Collected data
^^^^^^^^
Issue #1257, opened 2023-05-25
Generate 5GB parquet files for big datasets


AndreaFrancis:
For datasets over 5GB, let's generate 5GB parquet files (with shards) instead of ignoring them. The fact that the dataset was truncated should be stored somewhere.

---

Currently, datasets server gets stores parquet files if the dataset size is less than PARQUET_AND_INFO_MAX_DATASET_SIZE config.
- `PARQUET_AND_INFO_MAX_DATASET_SIZE`: the maximum size in bytes of the dataset to pre-compute the parquet files. Bigger datasets, or datasets without that information, are ignored. Defaults to `100_000_000`.
For future implementations/features we would probably need a full dataset reading, big datasets won't be available for it.

There are a couple of suggestions to mitigate excluding big datasets from full reading:
- Copy at least first x GB of data
- If a dataset is already in parquet files copy them directly instead of processing
- To have a data lake?

severo:
Yes, I think the first two points are what we should do.

For `Copy at least first x GB of data`: we will have to transfer that information in all the processing steps that depend on it. eg. the opt-in/out box on the Hub should say that the analysis was made only on the first 5GB, or the /rows last page should mention that the following rows are not available (only 5GB can be accessed)...

For "If a dataset is already in parquet files copy them directly instead of processing", see https://github.com/huggingface/datasets-server/issues/1273

severo:
See also https://github.com/huggingface/datasets-server/issues/908

lhoestq:
Currently we download everything and generate everything, and we want at least partial generation.
But I think we also need partial download (or it may take ages to download the data and fill the disk).

Therefore ideally we should only download what's needed and only generate what's needed.
Shall we use streaming mode on big datasets in this case ? :)

For big non-streamable datasets it's less easy but doable (maybe with a LazyDownloadManager). IMO we can see later if we need to support non-streamable datasets ?

severo:
I have no idea of what is possible with the datasets library. OK to do with streaming first.

severo:
Once done, try on mozilla-foundation/common_voice_10_0 and answer https://twitter.com/cosmos_218/status/1667801640710328320

PR #1448, opened 2023-06-28
Stream convert to parquet

lhoestq:
Allow to have datasets partially converted to parquet, like c4, refinedweb, oscar, etc.

Datasets above 5GB are streamed to generate 5GB (uncompressed) of parquet files.

## Implementation details

I implemented a context manager `limite_parquet_writes` that does some monkeypatching  in the `datasets` lib to stop the dataset generation at the right time. This is not the kind of features that would be implemented in the `datasets` library natively, so I'm convinced this is the easiest way to do it. I added a test for this helper to make sure it works as expected and keeps working in the future.

I'm also using the new path scheme `config/split/partial/SSSS.parquet`. I didn't change the scheme for regular parquet conversion though - it can be done later.

close https://github.com/huggingface/datasets-server/issues/1257


jobs/mongodb_migration/src/mongodb_migration/migrations/_20230628180100_cache_add_partial_field_in_config_parquet_and_info.py
severo, line 1: can you add a test?

severo: Also: you have to list it in collector.py, or it will be ignored

services/worker/src/worker/job_runners/config/parquet_and_info.py
```diff
@@ -53,10 +68,6 @@
     DatasetInBlockListError,
     DatasetManualDownloadError,
     DatasetNotFoundError,
-    DatasetTooBigFromDatasetsError,
-    DatasetTooBigFromHubError,
-    DatasetWithTooBigExternalFilesError,
-    DatasetWithTooManyExternalFilesError,
```
severo, line 59: Excellent

- can you also remove them from the exceptions file (I think they are not used anymore)?
- in this PR we should include a backfill that retries these error codes: https://github.com/huggingface/datasets-server/blob/6ae555fb078e2e47ca3794174f8006bb57ccefe2/chart/env/prod.yaml#L124

services/worker/src/worker/job_runners/config/parquet_and_info.py
```diff
@@ -83,29 +94,52 @@
...
+        self.shard_idx = shard_idx
+        self.partial = partial
 
     @property
     def path_in_repo(self) -> str:
-        return f'{self.config}/{self.local_file.removeprefix(f"{self.local_dir}/")}'
+        if self.partial:
+            return f"{self.config}/partial/{self.split}/{self.shard_idx:04d}.parquet"
+        else:
+            return f'{self.config}/{self.local_file.removeprefix(f"{self.local_dir}/")}'
```
severo, line 118: you didn't try to move the other files to the same directory structure? I think it's better to manage this in another PR indeed

services/worker/src/worker/job_runners/config/parquet_and_info.py
```diff
@@ -83,29 +94,52 @@
...
         self.config = config
+        self.split = split
+        self.shard_idx = shard_idx
+        self.partial = partial
 
     @property
     def path_in_repo(self) -> str:
-        return f'{self.config}/{self.local_file.removeprefix(f"{self.local_dir}/")}'
+        if self.partial:
+            return f"{self.config}/partial/{self.split}/{self.shard_idx:04d}.parquet"
```
severo, line 116: for safety, I would add a test that raises if shard_idx >= 10000

services/worker/src/worker/job_runners/config/parquet_and_info.py
```diff
@@ -1064,6 +1214,7 @@ def compute_config_parquet_and_info_response(
         for repo_file in target_dataset_info.siblings
         if repo_file.rfilename.startswith(f"{config}/") and repo_file.rfilename.endswith(".parquet")
     ]
+    repo_files.sort(key=lambda repo_file: repo_file.rfilename)  # type: ignore
```
severo, line 1217: indeed, lambda functions and mypy are enemies. https://stackoverflow.com/questions/33833881/is-it-possible-to-type-hint-a-lambda-function

alternative: create a function and call it by its name (ie: no lambda)

services/worker/src/worker/job_runners/config/parquet_and_info.py
```diff
@@ -311,20 +322,8 @@ def raise_if_not_supported(
         `ParquetResponseResult`: An object with the parquet_response
           (dataset and list of parquet files) and the dataset_git_revision (sha) if any.
     Raises the following errors:
-        - [`libcommon.exceptions.DatasetManualDownloadError`]:
-          If the dataset requires manual download.
         - [`libcommon.exceptions.DatasetRevisionNotFoundError`]
```
severo, line 325: can this function still raise all the remaining listed exceptions?

services/worker/src/worker/job_runners/config/parquet_and_info.py
```diff
@@ -639,7 +629,7 @@ def fill_builder_info(builder: DatasetBuilder, hf_token: Optional[str]) -> None:
             split = str(split)  # in case it's a NamedSplit
             try:
                 parquet_files_and_sizes: List[Tuple[pq.ParquetFile, int]] = thread_map(
-                    partial(retry_get_parquet_file_and_size, fs=fs, hf_token=hf_token),
+                    functools.partial(retry_get_parquet_file_and_size, fs=fs, hf_token=hf_token),
```
severo, line 632: ah ah, name collision

services/worker/src/worker/job_runners/config/parquet_and_info.py
```diff
@@ -671,10 +817,7 @@ def convert_to_parquet(builder: DatasetBuilder) -> List[CommitOperationAdd]:
     builder.download_and_prepare(
         file_format="parquet"
     )  # the parquet files are stored in the cache dir and it fills the info
```
severo, line 819: does it mean that anyway: the full dataset must be downloaded by the datasets library? It might break things

services/worker/src/worker/job_runners/config/parquet_and_info.py
```diff
@@ -660,8 +650,164 @@ def fill_builder_info(builder: DatasetBuilder, hf_token: Optional[str]) -> None:
...
+        num_shards = len(split_info.shard_lengths) if isinstance(split_info.shard_lengths, list) else 1
+        fname = f"{builder.name}-{split}.parquet"
+        local_parquet_files.extend(
+            [
+                ParquetFile(
+                    local_file=os.path.join(
+                        builder.cache_dir,
+                        fname.replace(
+                            ".parquet",
+                            f"-{shard_idx:05d}-of-{num_shards:05d}.parquet" if num_shards > 1 else ".parquet",
```
severo, line 758: isn't this implicit dependency on the datasets library implementation?

services/worker/src/worker/job_runners/config/parquet_and_info.py
severo: or maybe I didn't understand well: at this point, are the files already downloaded locally?

If we stream the dataset later, it wouldn't make sense to download them, so... I imagine not.

services/worker/src/worker/job_runners/config/parquet_and_info.py
```diff
@@ -660,8 +650,164 @@ def fill_builder_info(builder: DatasetBuilder, hf_token: Optional[str]) -> None:
                 builder.info.dataset_size += approx_num_bytes
 
 
+class limit_parquet_writes:
```
severo, line 653: isn't it worth going to the datasets library?

severo: (not blocking for this PR)

severo (approved):
Incredible!

This is a game changer!

services/worker/src/worker/job_runners/config/parquet_and_info.py
lhoestq: this code is `convert_to_parquet` which is for datasets <5GB

services/worker/src/worker/job_runners/config/parquet_and_info.py
lhoestq: yep, will add a comment

services/worker/src/worker/job_runners/config/parquet_and_info.py
lhoestq: No for several reasons: API doesn't fit the lib, it may creates caching issues, it probably breaks push_to_hub etc.

services/worker/src/worker/job_runners/config/parquet_and_info.py
severo: what is the error?

severo: oh, ok, so it's because huggingface_hub is not typed? (clearer alternative could be to raise if it's not an instance of str)

lhoestq: yea a ValueError makes more sense - I'll update it

lhoestq:
I took all your comments into account :)

services/worker/src/worker/job_runners/config/parquet_and_info.py
severo: I didn't get it: you put 👍 but didn't add the test :)

severo:
Thanks! go ahead.

just: did you miss https://github.com/huggingface/datasets-server/pull/1448#discussion_r1247990666 or is it just not important?

services/worker/src/worker/job_runners/config/parquet_and_info.py
lhoestq: I added a test in the `__init__` ;)

severo: OK, perfect

PR #1459, opened 2023-06-29
fix: split-duckdb-index error when indexing columns with spaces

AndreaFrancis:
After deploying split-duckdb-index, there are some errors because of column names with spaces like:
```
duckdb.BinderException: Binder Error: Referenced column "Mean" not found in FROM clause!
Candidate bindings: "read_parquet.Model"
LINE 1: ...f_index_id, Ranking,User,Model,Results,**Mean Reward**,Std Reward FROM read_parque...
    
                                          ^
```    
This PR fixes this error.

### DIFF
--- a/services/worker/src/worker/job_runners/split/duckdb_index.py
+++ b/services/worker/src/worker/job_runners/split/duckdb_index.py
@@ -42,7 +42,7 @@ STRING_FEATURE_DTYPE = "string"
 VALUE_FEATURE_TYPE = "Value"
 DUCKDB_DEFAULT_INDEX_FILENAME = "index.duckdb"
 CREATE_SEQUENCE_COMMAND = "CREATE OR REPLACE SEQUENCE serial START 1;"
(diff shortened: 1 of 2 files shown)


lhoestq (approved):
Good catch :)

severo (approved):

severo:
We will have to re-run the step on the erroneous datasets. Is it easy to identify them?

AndreaFrancis:
It should be using `{kind:"split-duckdb-index", error_code:"UnexpectedError", details.cause_exception:"BinderException"}` but I am seeing that there are a lot, not sure if a manual refresh will work. Maybe a backfill but since it is marked as "UnexpectedError" not sure if we can filter only the ones with this kind of issue

severo:
The alternative is to get the list of dataset names with a query in MongoDB, then to call /admin/force-refresh for each of them

severo:
This is also why it's useful to have a specific error_code for every possible exception -> it makes it easier to re-run only the affected datasets, and to monitor the errors.

PR #1468, opened 2023-07-03
Rename `/dataset-info` endpoint to `/info`

polinaeterna:
Question: do we want to show results of steps that have `pending` and `failed` keys? I assume it might be not clear for users what that means, they also sound a bit too technical. Should we explain in the docs or just don't allow access to the dataset-level aggregations (but if so, why do we even need these cache entries).


severo:
> Question: do we want to show results of steps that have pending and failed keys? I assume it might be not clear for users what that means, they also sound a bit too technical. Should we explain in the docs or just don't allow access to the dataset-level aggregations (but if so, why do we even need these cache entries).

100% agree with you. This part of the API is not clear. Let's discuss it in a new issue?

docs/source/info.mdx
```diff
@@ -0,0 +1,139 @@
+# Get dataset information
+
+Datasets Server provides an `/info` endpoint for exploring the general information about dataset, including such fields as description, citation, homepage, license and features.
+
+The `/info` endpoint accepts three query parameters:
```
severo, line 5:
```suggestion
The `/info` endpoint accepts two query parameters:
```

severo (approved):

severo (approved):
Nice

PR #2831, opened 2024-05-17
Fix webdatset multipart ext and npz

lhoestq:
for a new dataset being released that has a field "url.txt" that is not read correctly as text; and another field "npz" that had an error

thsoe have been fixed in https://github.com/huggingface/datasets/pull/6904 and included in branch `datasets-2.19.1-hotfix`


lhoestq:
taking the liberty to merge for a dataset being released

see [internal](https://huggingface.slack.com/archives/C06T0REVAH1/p1714048738307959)

PR #2833, opened 2024-05-17
Don't truncate urls

lhoestq:
..in first-rows, otherwise we can't show images in the viewer

related to #1416 (issue for iamge and audio type that were also truncated at one point)

### DIFF
--- a/libs/libcommon/src/libcommon/viewer_utils/rows.py
+++ b/libs/libcommon/src/libcommon/viewer_utils/rows.py
@@ -17,8 +17,8 @@ from libcommon.utils import get_json_size
 from libcommon.viewer_utils.features import get_cell_value, to_features_list
 from libcommon.viewer_utils.truncate_rows import create_truncated_row_items
 
-
 URL_COLUMN_RATIO = 0.3
+
 
 def transform_rows(
     dataset: str,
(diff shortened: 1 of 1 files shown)


lhoestq:
taking the liberty to merge, same reason as https://github.com/huggingface/dataset-viewer/pull/2831

libs/libcommon/src/libcommon/viewer_utils/rows.py
```diff
@@ -155,7 +157,27 @@ def create_first_rows_response(
...
+        or (  # column of URLs
+            isinstance(feature, Value)
+            and feature.dtype == "string"
+            and len(transformed_rows) > 0
+            and sum(
+                (
+                    col in row
+                    and isinstance(row[col], str)
+                    and row[col].startswith("http://")
+                    or row[col].startswith("https://")
```
severo, line 173: hmmm is the precedence correct? I would have enclosed the two last lines with parentheses

lhoestq: good catch, I'll fix this

lhoestq:
I opened https://github.com/huggingface/dataset-viewer/pull/2834 with a fix and a test

PR #2834, opened 2024-05-17
Fix truncation for urls

lhoestq:


severo (approved):
thanks for the quick fix!

PR #2835, opened 2024-05-17
allow dataset viewer on private NFAA datasets for Pro and Enterprise Hub

severo:
cc @Pierrci 

We enable the viewer for *private* NFAA datasets, owned by a Pro user or Enterprise Hub org.

The viewer is still disallowed on all public NFAA datasets.


polinaeterna:
I wonder why we want to enable this feature to Pro/Enterprise? what's the difference with regular users in this context?

julien-c (approved):
why not

Pierrci:
(private takes precedence over tags)

Issue #2843, opened 2024-05-21
The admin-ui space cannot build


severo:
https://huggingface.co/spaces/datasets-maintainers/dataset-viewer-admin-ui

<img width="736" alt="Capture d’écran 2024-05-21 à 14 28 30" src="https://github.com/huggingface/dataset-viewer/assets/1676121/56f36a4d-e598-4166-82d3-9f47c32c56ec">

```
ERROR: Wheel 'botocore' located at /tmp/pip-unpack-6pji9o0y/botocore-1.12.198-py2.py3-none-any.whl is invalid.

[notice] A new release of pip available: 22.3.1 -> 24.0
[notice] To update, run: pip install --upgrade pip

--> ERROR: process "/bin/sh -c pip install --no-cache-dir -r /tmp/requirements.txt" did not complete successfully: exit code: 1

```

severo:
fixed by #2850

PR #2850, opened 2024-05-22
fix admin ui deps

lhoestq:
had to pin a few s3 related deps (from poetry.lock) or pip couldn't resolve them


severo:
fixes #2843

PR #2870, opened 2024-05-29
More webdataset fixes

lhoestq:
...by pinning a more recent version of `datasets@datasets-2.19.1-hotfix`

The webdataset fixes are needed for a dataset release, see [internal](https://huggingface.slack.com/archives/C06T0REVAH1/p1716998706658099?thread_ts=1714048738.307959&cid=C06T0REVAH1)

<s>I also included your fix for the columns order and Json improvement @albertvillanova </s>

### DIFF
--- a/front/admin_ui/poetry.lock
+++ b/front/admin_ui/poetry.lock
@@ -663,8 +663,8 @@ vision = ["Pillow (>=6.2.1)"]
 [package.source]
 type = "git"
 url = "https://github.com/huggingface/datasets.git"
-reference = "11a27e9a7484a17c6d08d6a838364f9913f7bfd3"
-resolved_reference = "11a27e9a7484a17c6d08d6a838364f9913f7bfd3"
+reference = "08ae5373f3bbcae9d7390476f358cd5fc7d76fcd"
+resolved_reference = "08ae5373f3bbcae9d7390476f358cd5fc7d76fcd"
 
 [[package]]
 name = "decorator"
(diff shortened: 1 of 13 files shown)


severo (approved):

severo:
if I read correctly, we now support webdatasets with compressed files (.gz for example). Should we recompute datasets after that? What is the current error?

For the column order fix: I imagine that we will not do anything, because it would require to recompute everything, right?

lhoestq:
Preciously compressed files would be a binary type, instead of their correct type (string, lists, whatever)

Yeah no need to recompute anything for webdataset, and no need for the column order either (except the reported one maybe)

lhoestq:
One of the e2e test is failing though, not sure if it's related to your change @albertvillanova ? 

```
tests/test_14_statistics.py::test_statistics_endpoint
```

albertvillanova (commented):
Maybe... I am investigating it.

albertvillanova (commented):
Yes, it is confirmed: pandas.read_json casts the float column to int if all the column values are indeed integers... Not sure how to prevent this behavior...

albertvillanova:
I have reported the issue to pandas:
- https://github.com/pandas-dev/pandas/issues/58866

albertvillanova (commented):
You are implementing 2 fixes here: the one for webdatasets and the one for JSON column order.

Is the fix for column order as urgent as the one for webdatasets?
If not, I would suggest including only the fix for webdatasets and wait for the JSON downcasting issue to be fixed.

Otherwise, including the fix for JSON column order will introduce the bug on JSON downcasting from float to int. It is true that this is a very edge case: only appears in JSON files (not in JSON-lines) and when ALL the column values can be cast fro float to int. But maybe this could raise issues for some users.

lhoestq:
I removed the json change

PR #2874, opened 2024-05-30
Re-add torch dependency

lhoestq:
needed for webdataset with .pth files in them


lhoestq:
arf it's failing, I'll try to install the cpu only version

lhoestq:
added to worker only actually, this should keep the other docker images lighter

severo (approved):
^^^^^^^^
#### [Task instructions]
Which lines in the data hold the string "case"? Copy each of them.

#### [Result of this exercise]
Shall we use streaming mode on big datasets in this case ? :)
             split = str(split)  # in case it's a NamedSplit
Otherwise, including the fix for JSON column order will introduce the bug on JSON downcasting from float to int. It is true that this is a very edge case: only appears in JSON files (not in JSON-lines) and when ALL the column values can be cast fro float to int. But maybe this could raise issues for some users.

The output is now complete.